## Required action:
Please print the entries below exactly, from the line with "metas-ts, line 9: please" through the line with "Does this process", including both of those lines and leaving out all others.

-----

PR #671, opened 2015-10-01
Fix - Consecutive read calls in Swift_ByteStream_FileByteStream should have the same behaviour

jakub-zalewski:
On first read method call with not successful fopen, return value from fopen is assigned to reader and exception is thrown.
For example: if exception is catched, on another read call on this object exception is not thrown because false is assigned to reader and this value is returned.

### DIFF
--- a/tests/bug/Swift/BugFileByteStreamConsecutiveReadCallsTest.php
+++ b/tests/bug/Swift/BugFileByteStreamConsecutiveReadCallsTest.php
@@ -1,0 +1,19 @@
+<?php
+
+
+class Swift_FileByteStreamConsecutiveReadCalls extends  \PHPUnit_Framework_TestCase
+{
+    /**
+     * @test
+     * @expectedException \Swift_IoException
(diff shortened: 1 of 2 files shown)


tests/bug/Swift/BugFileByteStreamConsecutiveReadCallsTest.php
```diff
@@ -0,0 +1,19 @@
...
+
+class Swift_FileByteStreamConsecutiveReadCalls extends  \PHPUnit_Framework_TestCase
+{
+    /**
+     * @test
+     * @expectedException \Swift_IoException
+     */
+    public function shouldThrowExceptionOnConsecutiveRead()
+    {
+        $fbs = new \Swift_ByteStream_FileByteStream('tralala');
```
fon60: Instead of 'tralala' it should be 'non existing file'

fabpot:
Thank you @jakub-zalewski.

Issue #331, opened 2013-06-21
Swift_TransportException: Expected response code 250 but got code "", with message ""


arnaugm:
Suddenly I started to have this error very frequently in my Symfony 2.1 applications. In the tests I run in jenkins it happens every 4-5 times I run the tests. The application running in the production server is giving this error too as it's reflected in the logs. And it is not a matter of sending tons of emails, just after sending 3 or 4 the error appears. Then you have to wait a bit until it works again.

As it's quite random it's impossible to know exactly at what point I started to get the error, but checking the commits, I don't see any change in the composer.lock file for long, so no changes in the bundles, and I haven't touched any package in the ubuntu server.

I updated "symfony/swiftmailer-bundle" respecting the composer.lock file of Symfony 2.1 which says "2.1.*" and the bundle was updated to the version 2.1.11. Swiftmailer itself didn't change and the installed version is 4.2.2.
The error persists.

I read something about being php's old version fault but I didn't get what was considered old. The server is using PHP 5.3.10-1ubuntu3.6.

As the error message is empty I really don't have any clue on what is going on.

hufeng903:
i use this in yii2 . get this error :Swift_TransportException

Expected response code 250 but got code "", with message "",who can help me？

vinoVINI1:
i got  error  while  trying to send  email   anyone  can  plz  help to  shot out this issues 
Expected response code 250 but got code "530", with message "530-5.5.1 Authentication Required. Learn more at 530 5.5.1 https://support.google.com/mail/?p=WantAuthError w72-v6sm80663446pfa.26 - gsmtp "

PR #673, opened 2015-10-02
Fix for #331. Transporter was stopped after sending. This resolves Sw…

mustafaileri:
I know this issue is closed but this problem still continues.
This PR  resolves : Swift_TransportException: Expected response code 250 but got code "", with message ""

### DIFF
--- a/lib/classes/Swift/Mailer.php
+++ b/lib/classes/Swift/Mailer.php
@@ -89,7 +89,7 @@ class Swift_Mailer
             }
         }
         $this->_transport->stop();
-        
+
         return $sent;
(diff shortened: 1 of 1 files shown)


xdecock:
This is a bad idea as it will stop the connection after each mail, so users using persistant connections or doing direct connections will be blacklisted after a few emails.

A simple example is if you send to orange or wanadoo or free in france after 60 mails you'll be put on throttle list and blacklisted a few mails later.

I'll recommend avoiding this patch as it will break the compatibility and implement bad behaviour for bulk sender.

PR #675, opened 2015-10-06
If egulias/email-validator bundle exists then use EmailValidator for …

ashutoshsilverline:
…swiftmailer to validate address in MailBoxHeader

### DIFF
--- a/lib/classes/Swift/Mime/Headers/MailboxHeader.php
+++ b/lib/classes/Swift/Mime/Headers/MailboxHeader.php
@@ -343,12 +343,17 @@ class Swift_Mime_Headers_MailboxHeader extends Swift_Mime_Headers_AbstractHeader
      */
     private function _assertValidAddress($address)
     {
-        if (!preg_match('/^'.$this->getGrammar()->getDefinition('addr-spec').'$/D',
-            $address)) {
-            throw new Swift_RfcComplianceException(
-                'Address in mailbox given ['.$address.
-                '] does not comply with RFC 2822, 3.6.2.'
+        if (class_exists('\Egulias\EmailValidator\EmailValidator')) {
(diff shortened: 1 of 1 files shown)


stof:
The 5.x version of Swiftmailer is still compatible with PHP 5.2, and this will trigger syntax errors on 5.2.

The 6.x dev version of Swiftmailer (i.e. the master branch) already uses this library.

Nek-:
Btw @stof this lib is not as good as is the current check of Swiftmailer. :/

But this PR is definitively wrong.

ashutoshsilverline:
Hi @stof, Actually swiftmailer is not supporting accent. so that's why used EmailValidator if exists.

Nek-:
`mélanie@free.fr` is not valid.

`melanie@méninge.fr` is valid.

Swiftmailer is ok with that.

ashutoshsilverline:
Address in mailbox given [ashutosh@gmailé.com] does not comply with RFC 2822, 3.6.2.
500 Internal Server Error - Swift_RfcComplianceException
2:39
in vendor/swiftmailer/swiftmailer/lib/classes/Swift/Mime/Headers/MailboxHeader.php at line 356  -

ashutoshsilverline:
Address in mailbox given [melanie@méninge.fr] does not comply with RFC 2822, 3.6.2.
500 Internal Server Error - Swift_RfcComplianceException 
in vendor/swiftmailer/swiftmailer/lib/classes/Swift/Mime/Headers/MailboxHeader.php at line 356 -

Nek-:
@ashutoshsilverline this is fixed in swiftmailer 6.x (thanks to usage of another validator).

But there is still a problem as the validator doesn't detect `mélanie@free.fr` as wrong.

Please close this issue that is not accurate, the problem is on another project now.

Issue #677, opened 2015-10-07
_id of Swift_Message is not renewed after the message is send with Swift_MailTransport


InfoTracer:
When the Swift_MailTransport is used as a transporter and the same Swift_Message object is used to send a message the _id is not renewed after sending the message.
When the Swift_SendmailTransport or the Swift_SmtpTransport is used the _id get renewed after sending.

used version: v5.4.1

I noticed this because Exchange marks the mails as duplicate and only sends me 1 instead of 10 mails. This was when i was testing the speed of the transporters on a local postfix setup.

Code example:

``` php
        try
        {
            $time_pre = microtime(true);
            //$transport = Swift_SendmailTransport::newInstance('/usr/sbin/sendmail -bs');
            //$transport = Swift_SmtpTransport::newInstance('localhost', 25);
            $transport = Swift_MailTransport::newInstance();


            // Create the Mailer using your created Transport
            $mailer = Swift_Mailer::newInstance($transport);

            // Create a message
            $message = Swift_Message::newInstance('Wonderful Subject')
                ->setFrom(array('test@test.nl' => 'test'))
                ->setTo( array( 'test@test.nl' ) )
                ->setBody('Here is the message itself');


            for ($i = 1; $i <= 10; $i++) {
                dump($message);
                $result = $mailer->send($message);
            }
            $time_post = microtime(true);
            $exec_time = $time_post - $time_pre;
            dump($exec_time);
        }
        catch ( \Exception $ex )
        {
            dump($ex);
        }
```

InfoTracer:
closed issues because mail transporter will be removed in version 6

PR #680, opened 2015-10-14
Placing the "generateId" method outside the else statement

InfoTracer:
Placing the "generateId" method outside the else statement so it will always be called when a message is sent. And not only when it failed to sent the message.

See issue #677 for more info


voku:
info comment (maybe only for my future myself): In the "SendmailTransport"-Class "generateId" is only called with parameter "-f" ?? | https://github.com/swiftmailer/swiftmailer/blob/5.x/lib/classes/Swift/Transport/SendmailTransport.php#L142

InfoTracer:
Closed PR because mail transporter will be removed in version 6

Issue #6386, opened 2020-03-23
Optimization of Procurement window


dragospodariu96:
### Is this a bug or feature request?
FR
### What is the current behavior?
The 'Create Purchase Order' action only takes the selected procurement material documents.
#### Which are the steps to reproduce?
Go to the 'procurement material' window and use the 'Create purchase order' action
### What is the expected or desired behavior?
When clicking on the 'Create Purchase Order' action, all entries should with a qty entered shou8ld be taken into consideration and purchase orders created from them

PR #6397, opened 2020-03-25
#6386 modified create purchase orders from procurement window process.

dragospodariu96:
https://github.com/metasfresh/metasfresh/issues/6386


de.metas.procurement.base/src/main/java/de/metas/procurement/base/order/async/PMM_GenerateOrders.java
```diff
@@ -66,7 +64,20 @@ public Result processWorkPackage(final I_C_Queue_WorkPackage workPackage, final
...
-		return Services.get(IQueueDAO.class).retrieveItemsSkipMissing(workpackage, I_PMM_PurchaseCandidate.class, ITrx.TRXNAME_ThreadInherited);
+		return Services.get(IQueueDAO.class).retrieveAllItems(workpackage, I_PMM_PurchaseCandidate.class);
+	}
+
+	private List<I_PMM_PurchaseCandidate> getItemsWithQty(List<I_PMM_PurchaseCandidate> candidates)
+	{
+		List<I_PMM_PurchaseCandidate> filteredList = new ArrayList<I_PMM_PurchaseCandidate>();
+		for (I_PMM_PurchaseCandidate candidate : candidates)
+		{
+			if (candidate.getQtyOrdered().compareTo(BigDecimal.ZERO) > 0)
```
metas-ts: * use `BigDecimal.signum()` instead

de.metas.procurement.base/src/main/java/de/metas/procurement/base/order/async/PMM_GenerateOrders.java
```diff
@@ -66,7 +64,20 @@ public Result processWorkPackage(final I_C_Queue_WorkPackage workPackage, final
...
+			{
+				filteredList.add(candidate);
+			}
```
metas-ts: * explicitly log the IDs of the `PMM_PurchaseCandidate` which you skip here
  * use Loggables.withLogger(logger, Level.DEBUG) for that, to make sure it's in the async-workpackage-log as well as in the actually logback-log

de.metas.procurement.base/src/main/java/de/metas/procurement/base/order/async/PMM_GenerateOrders.java
```diff
@@ -66,7 +64,20 @@ public Result processWorkPackage(final I_C_Queue_WorkPackage workPackage, final
 	private List<I_PMM_PurchaseCandidate> retrieveItems()
 	{
 		final I_C_Queue_WorkPackage workpackage = getC_Queue_WorkPackage();
-		return Services.get(IQueueDAO.class).retrieveItemsSkipMissing(workpackage, I_PMM_PurchaseCandidate.class, ITrx.TRXNAME_ThreadInherited);
+		return Services.get(IQueueDAO.class).retrieveAllItems(workpackage, I_PMM_PurchaseCandidate.class);
```
metas-ts: Already when enqeuting this, make sure to only add `PMM_PurchaseCandidate`s that have a quantity.
it's still possible theat they are zero-ed menwhile, but for that, there will be logging, see below

de.metas.procurement.base/src/main/java/de/metas/procurement/base/order/async/PMM_GenerateOrders.java
```diff
@@ -68,19 +68,6 @@ public Result processWorkPackage(final I_C_Queue_WorkPackage workPackage, final
 		return Services.get(IQueueDAO.class).retrieveItemsSkipMissing(workpackage, I_PMM_PurchaseCandidate.class, ITrx.TRXNAME_ThreadInherited);
 	}
 
-	private List<I_PMM_PurchaseCandidate> getItemsWithQty(List<I_PMM_PurchaseCandidate> candidates)
```
metas-ts: alright, good you removed it again; `OrderLineAggregation` already does that job (i saw it only now 😊 ).

de.metas.procurement.base/src/main/java/de/metas/procurement/base/order/async/PMM_GenerateOrders.java
```diff
@@ -1,16 +1,17 @@
...
-import org.adempiere.ad.trx.api.ITrx;
-import org.adempiere.exceptions.AdempiereException;
-
 import de.metas.async.api.IQueueDAO;
 import de.metas.async.model.I_C_Queue_WorkPackage;
 import de.metas.async.spi.WorkpackageProcessorAdapter;
 import de.metas.procurement.base.model.I_PMM_PurchaseCandidate;
 import de.metas.procurement.base.order.impl.OrdersGenerator;
 import de.metas.util.Services;
+import org.adempiere.ad.trx.api.ITrx;
```
metas-ts, line 9: please quickly clean up the imports; i think at least BigDecimal is not needed anymore

metas-mk:
> one tiny request regarding imports..
> 
> PS: one thing i had forgotten: i think we need to put special care to the process name: almost every process besides this one works only on the selected items.
> So maybe we need to name it something like "Gefilterte zu Bestellungen" / "Filtered to pruchase orders"
> Wdyt?

Does this process only work on filtered records with order qty > 0 or for all records with order qty > 0 (no matter what is filtered).

I would prefer the process name "Bestellungen generieren für Mengen > 0" or "Create Purchase for Quantities > 0"

dragospodariu96:
@metas-mk works just like in the swing client, taking all records currentyl in the view that have qtytoorder and qtyordered > 0. It takes into consideration all filters (like date, bpartner, organisation, etc) but regardless of how many records are manually highlighted, it filters all that are in the view at the moment the action is pressed.

Issue #6421, opened 2020-04-01
Flatrate term for commission can sometimes not be created bc mandatory field disappears


metas-dh:
### Is this a bug or feature request?
Bug afais
### What is the current behavior?
When creating a flatrate term (Vertragsbedingung) for commission, a mandatory field disappears once u select "Commission" as the contract type; but the document can not be completed w/o this (so the user has to set this first).
#### Which are the steps to reproduce?
See vid in me03 issue.

Issue #6299, opened 2020-03-03
Commission invoice candidates created too early, directly after sales order


metas-dh:
### Is this a bug or feature request?
Bug
### What is the current behavior?
The commission ICs are created directly after the sales order is completed, not after the delivery.
#### Which are the steps to reproduce?
1. Set up commission, make sure the flatrate term has invoice: after delivery set
2. Create a sales order, with a sales rep set
3. Complete the order: IC for the sales rep is already created: **NOK**
### What is the expected or desired behavior?
The ICs should only be created after the delivery for the sales order.

(found in e2e, see links for example in me03 issue).

PR #6424, opened 2020-04-01
solve commission related problems

metas-ts:
* CommissionShareHandler: solve metasfresh/metasfresh#6299 for non-item products
  * note that by default the commission product is in fact such a non-item (i.e. service) product
*  5556000_sys_gh6421_fix_c_flatrate_condition_mandatory_problem.sql: solve metasfresh/metasfresh#6421 by updating the AD_Column's mandatory logic
* OrderCheckupBuilder: minor unrelated


metas-ts:
planning to directly CP to `release` for IT after successful build, because it's part of the e2e anyways

Issue #6394, opened 2020-03-25
(Sales) Pricelist comparison new-last before new from menu for all Partners


TheBestPessimist:
### Is this a bug or feature request?
FR

PR #6431, opened 2020-04-02
Fine tuning after review

TheBestPessimist:
https://github.com/metasfresh/metasfresh/issues/6394


de.metas.fresh/de.metas.fresh.base/src/main/jasperreports/de/metas/reports/pricelist/report_bpblock.jrxml
```diff
@@ -0,0 +1,63 @@
+<?xml version="1.0" encoding="UTF-8"?>
+<!-- Created with Jaspersoft Studio version 6.5.1.final using JasperReports Library version 6.5.1  -->
```
cristinamghita, line 2: Is still  need this report?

-----

## Solution to this problem:
metas-ts, line 9: please quickly clean up the imports; i think at least BigDecimal is not needed anymore

metas-mk:
> one tiny request regarding imports..
> 
> PS: one thing i had forgotten: i think we need to put special care to the process name: almost every process besides this one works only on the selected items.
> So maybe we need to name it something like "Gefilterte zu Bestellungen" / "Filtered to pruchase orders"
> Wdyt?

Does this process only work on filtered records with order qty > 0 or for all records with order qty > 0 (no matter what is filtered).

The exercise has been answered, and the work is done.